Problem 1945

Summary: Event biasing creates a data race which leads to erratic behaviour in MT mode
Product: Geant4 Reporter: alexander.howard
Component: geometry/biasingAssignee: alexander.howard
Status: CLOSED FIXED    
Severity: normal CC: jverburg
Priority: P4    
Version: 10.3   
Hardware: All   
OS: All   

Description alexander.howard 2017-03-07 15:04:17 CET
Event biasing creates a data race in MT with multiple threads retrieving the importance values simultaneously resulting in erratic behaviour which can also lead to out-of-bound vector access. Running with bounds checking on will cause a crash at some point for long runs. Reproducibility is also lost.

This problem is caused by the communication between the importance biasing process and the geometry store of the importance values, so it's split between the process and geometry categories.
Comment 1 alexander.howard 2017-03-07 15:56:58 CET
A fix has been proposed: geombias-10-03-00

This involves putting in mutex locks around methods which are accessed by the biasing process. Thus preventing erratic behaviour due to changes in the returned importance values during the request.

The member functions of G4IStore and G4ImportanceAlgorithm are affected.
Comment 2 Joost Verburg 2017-04-23 00:01:51 CEST
I have the same problem with my simulations. Incorrect importance values get returned because of the race condition in G4IStore::GetImportance, which leads to random simulation behavior.

A mutex may not be needed. The problem is the temporary member variable used for iteration (fCurrentIterator). Using a local iterator instead should solve it.
Comment 3 alexander.howard 2017-04-24 09:35:41 CEST
Thanks Joost! 

You are correct, however, I wanted to first check that the problem could be resolved with this "brute force" method, as the problem was not so easy to reproduce - one reason why the bug remained for such a long time.

The local iterator solution will be tested next.
Comment 4 Joost Verburg 2017-04-25 20:09:39 CEST
Thanks.

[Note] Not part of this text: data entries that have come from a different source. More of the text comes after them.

PR #219, opened 2016-11-09
Add a rule for v2.0 st2docs

lakshmi-kannan:
```
lakshmi@st2-build-node-1:~$ st2 rule-enforcement get 5823995827263a06d242e9c7
+---------------------+-----------------------------+
| Property            | Value                       |
+---------------------+-----------------------------+
| id                  | 5823995827263a06d242e9c7    |
| rule.ref            | st2cd.st2_docs_v20          |
| trigger_instance_id | 5823995627263a06d242e9c0    |
| execution_id        | 5823995727263a06d242e9c6    |
| failure_reason      |                             |
| enforced_at         | 2016-11-09T21:47:03.450532Z |
+---------------------+-----------------------------+
lakshmi@st2-build-node-1:~$ st2 execution get 5823995727263a06d242e9c6
id: 5823995727263a06d242e9c6
action.ref: st2cd.st2_docs
parameters:
  author: LindsayHill
  branch: v2.0
  docs_url: docs.stackstorm.com
  environment: production
  repo: https://github.com/StackStorm/st2docs.git
  revision: bf35c74ccc124c90c61d35b835adcece9d26719d
status: running (29s elapsed)
start_timestamp: 2016-11-09T21:47:03.512051Z
end_timestamp: None
+--------------------------+-------------------------+------------------+-----------------+-------------------------------+
| id                       | status                  | task             | action          | start_timestamp               |
+--------------------------+-------------------------+------------------+-----------------+-------------------------------+
| 5823995927263a069211355c | succeeded (4s elapsed)  | get_build_server | linux.dig       | Wed, 09 Nov 2016 21:47:05 UTC |
| 5823995e27263a069211355e | succeeded (11s elapsed) | clone_repo       | st2cd.git_clone | Wed, 09 Nov 2016 21:47:10 UTC |
| 5823996927263a0692113560 | succeeded (5s elapsed)  | version          | core.remote     | Wed, 09 Nov 2016 21:47:21 UTC |
| 5823996e27263a0692113562 | succeeded (5s elapsed)  | update_url       | core.remote     | Wed, 09 Nov 2016 21:47:26 UTC |
| 5823997327263a0692113564 | running (2s elapsed)    | make_docs        | st2cd.make_docs | Wed, 09 Nov 2016 21:47:31 UTC |
+--------------------------+-------------------------+------------------+-----------------+-------------------------------+
lakshmi@st2-build-node-1:~$
```

PR #222, opened 2016-11-22
docs not minor versioned for bwc

LindsayHill:
Same change as #219, but for BWC docs.

Problem is that if we have BWC v2.0.1, and we update docs, it does not trigger docs rebuild/push to S3. Docs only have x.y versioning, not x.y.z.

Thoughts @lakshmi-kannan ?

### DIFF
--- a/actions/workflows/bwc_docs.yaml
+++ b/actions/workflows/bwc_docs.yaml
@@ -26,7 +26,7 @@
       ref: "core.remote"
       params:
         hosts: "{{build_server}}"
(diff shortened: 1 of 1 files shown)


LindsayHill:
Again, we have discrepancies between bwc-docs.brocade.com/changelog.html and docs.stackstorm.com/changelog.html. I think it's the same problem, due to not handling the minor version. Can we get this change merged?

lakshmi-kannan (approved):

PR #185, opened 2016-07-12
Install bc as test_timer_rules depends on it

lakshmi-kannan:
Hand installed bc on a RHEL7 box for testing and it's running e2e right now:
http://st2build002.uswest2.stackstorm.net:8080/#/history/5785762d82fb9b2df9f0e254/general

PR #231, opened 2016-12-04
Remove `bc` package dependency

arm4b:
See: https://github.com/StackStorm/st2tests/pull/87 which replaces `bc` -> `awk` that already used in the same workflow for calculation.

Also :stuck_out_tongue:  https://github.com/StackStorm/st2cd/pull/185


humblearner:
👍

PR #596, opened 2020-08-31
Ajay tripathy checks quay

AjayTripathy:
Reasoning: These are imagepullpolicy: Always and run ever 10minutes we're getting charged a decent amount for container egress on GKE. I propose we start by migrating checks to quay by default.

Tested by manually pushing, looking at cronjob file:

...
              valueFrom:
                configMapKeyRef:
                  key: prometheus-alertmanager-endpoint
                  name: kubecost-cost-analyzer
            image: quay.io/kubecost1/checks:prod-1.64.0
            imagePullPolicy: Always
            name: cost-analyzer-checks
            resources:
              limits:
                cpu: 100m
                memory: 200Mi
....

And noting:

cost-analyzer-checks-1598904600-qplvx               0/1     Completed   0          5m13s

### DIFF
--- a/cost-analyzer/values.yaml
+++ b/cost-analyzer/values.yaml
@@ -60,7 +60,7 @@ saml: # enterprise key required to use
 
 kubecostChecks:
   enabled: true
-  image: "gcr.io/kubecost1/checks"
+  image: "quay.io/kubecost1/checks"
   resources:
     requests:
       cpu: "20m"


dwbrown2:
Will we now push to both GCR & Quay in our pipeline? That feels ideal in case we need to switch back or users want to keep using that repo / have it hard coded in their values.

AjayTripathy:
> Will we now push to both GCR & Quay in our pipeline? That feels ideal in case we need to switch back or users want to keep using that repo / have it hard coded in their values.

Sure, we can do that. I'll change our internal buildscripts to do both.

dwbrown2 (approved):
LGTM -- but I worry this may cause issues for users that are setting imageVersion directly to older releases.

PR #601, opened 2020-09-02
Add 5m Interval to Savings Recording Rules

mbolt35:


dwbrown2:
let's discuss this one! looks like there is one recording rule with `kube_pod_container_resource_requests_memory_bytes` that we may want to convert to an average over time query.

mbolt35:
> let's discuss this one! looks like there is one recording rule with `kube_pod_container_resource_requests_memory_bytes` that we may want to convert to an average over time query.

Not sure what you mean? This is just an interval update. The rules are already in?

mbolt35:
This change had adverse effects coupling with the resolutions we were using. For now, the default sample interval is fine.

PR #606, opened 2020-09-10
pkey secret

AjayTripathy:


cost-analyzer/values.yaml
```diff
@@ -489,6 +489,7 @@ serviceAccount:
 #  serviceKeySecretName: "" # Use an existing AWS or Azure secret with format as in aws-service-key-secret.yaml or azure-service-key-secret.yaml. Leave blank if using createServiceKeySecret 
 #  createServiceKeySecret: true # Creates a secret representing your cloud service key based on data in values.yaml. If you are storing unencrypted values, add a secret manually
 #  sharedNamespaces: ""
-#  productKey: # apply business or enterprise product license
+  productKey: # apply business or enterprise product license. Supply as plaintext (this is never used to access your data) or as an existing secret
 #    key: ""
 #    enabled: false
+    secretname: productkeysecret # create a secret of format
```
dwbrown2, line 495: Is this an existing secret? If so, should we just call it `existingProductKeySecret`?

Also, I'm assuming we want this empty of commented out?

AjayTripathy: "existing" is a bit inconsistent with how we do this for serviceKeySecretName. Definitely needs to be commented by default though.

dwbrown2: I personally think how this is currently done is not intuitive.

AjayTripathy:
Ajay Tripathy  1:55 PM
anyway, mind reviewing https://github.com/kubecost/cost-analyzer-helm-chart/pull/606/files to double check all that?

Matt Bolt  2:34 PM
Yeah, that -- that seems fine, but it's assuming a pre-created secret right?

Matt Bolt  2:39 PM
LGTM

PR #616, opened 2020-09-22
Disable priorityclass by default

dwbrown2:
Helm does not handle this API version change properly + PriorityClass is less relevant without Prometheus init block.


AjayTripathy:
LGTM

PR #623, opened 2020-09-28
Ajay tripathy disable ksm secrets

AjayTripathy:
Reduce scope of the default chart permissions by removing KSM secret read permission.


dwbrown2 (approved):
Confirming this will disabled secrets access in this block https://github.com/kubecost/cost-analyzer-helm-chart/blob/966468bfb98a36be7b8633b04a18455bdd9c443b/cost-analyzer/charts/prometheus/charts/kube-state-metrics/templates/clusterrole.yaml#L138-L142

PR #628, opened 2020-09-30
Add PV for kubecost-cost-analyzer-db

nikovacevic:


cost-analyzer/templates/cost-analyzer-deployment-template.yaml
```diff
@@ -162,6 +178,22 @@ spec:
               mountPath: /var/configs
           securityContext:
             runAsUser: 0
+{{ end }}
+{{- if .Values.supportNFS }}
```
AjayTripathy, line 182: Do you feel strongly about opening up another init container to do this? I'd just do this in a few lines of bash on the same init container.

AjayTripathy (approved):
LGTM!

PR #644, opened 2020-10-13
Use templated query component name instead of release name

gracedo:
When referencing the query service name, use the templated query component name (which is how the query service's name is also generated in its template). This will ensure that name overrides are respected if they are set.


AjayTripathy:
Thanks for the catch @gracedo , LGTM!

FYI, using a local iterator did solve the problem for me:

https://github.com/joostverburg/geant4/commit/8f8b31bcff9c673546d179d664d983c73a4502e6
Comment 5 alexander.howard 2018-03-07 15:08:23 CET
A fix should now be included in the recent Geant4 patch. There was an additional problem with a threadrace in setting the parallel worlds. I have left the fixes as an Autolock, however, I would like to change the design such that the configuration can be handled better. Nonetheless for now the bug will be closed.